Canada's Ocean, Freshwater & US

Saguenay-St. Lawrence

https://canadaoceanmap.ca/wp-content/uploads/2023/05/dfo-Saguenay-St.-Lawrence.jpg
Location: Quebec
Conservation Objectives

To protect the park’s biodiversity, which includes more than 2,200 species such as beluga whales, blue whales and the Barrow’s goldeneye duck.

Prohibitions

It is prohibited to feed or touch the marine animals, or to disturb them while they are resting, feeding, or nursing.

Why (environmental context for protection)

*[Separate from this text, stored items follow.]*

PR #264, opened 2016-05-06
Bump json-schema/JSON-Schema-Test-Suite to 1.1.2

mirfilip:
/cc @bighappyface 

No effort move, all tests still passing. I'm currently looking at using `1.2.0` (seen [that](https://github.com/bighappyface/json-schema/pull/1))

### DIFF
--- a/composer.json
+++ b/composer.json
@@ -28,11 +28,11 @@
         "type": "package",
         "package": {
             "name": "json-schema/JSON-Schema-Test-Suite",
-            "version": "1.1.0",
+            "version": "1.1.2",
             "source": {
                 "url": "https://github.com/json-schema/JSON-Schema-Test-Suite",
                 "type": "git",
-                "reference": "1.1.0"
+                "reference": "1.1.2"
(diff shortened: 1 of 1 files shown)


bighappyface:
@mirfilip please use a [global ignore](https://help.github.com/articles/ignoring-files/#create-a-global-gitignore) for the `.idea` directory. That is a user-specific ignore as not everyone uses the Jetbrains products.

Otherwise +1

mirfilip:
@bighappyface I cannot use a global ignore as some projects I work with do keep this under version control. Anyway, it was rather a thing for every other contributor that uses Jetbrains stuff so that the IDE config doesn't get committed.

I've checked some popular repos and they indeed refrain from specifying IDE specific stuff. Reverting that then.

bighappyface:
@mirfilip thanks for the update. Last request: please squash this down.

mirfilip:
@bighappyface Sure! Also, please see #265 as it supersedes this PR.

The park’s most important function is to protect the living organisms found within it. Many of these species, such as the blue whale and North Atlantic right whale, are at risk. In addition to resident species, many migratory marine mammals travel thousands of kilometres each year to reach its waters. Several natural features of the park, such as the currents and upwellings of its deep waters, its tides, the topography of the sea floor, and the meeting of fresh water from rivers and the Great Lakes with the salty water of the Atlantic, all mean that its waters contain an abundance of food for large animals like whales and seals. The park’s most famous inhabitant is the beluga. Although they remain a species at risk, one of the objectives of the park is to restore beluga numbers to their pre-commercial fishing levels.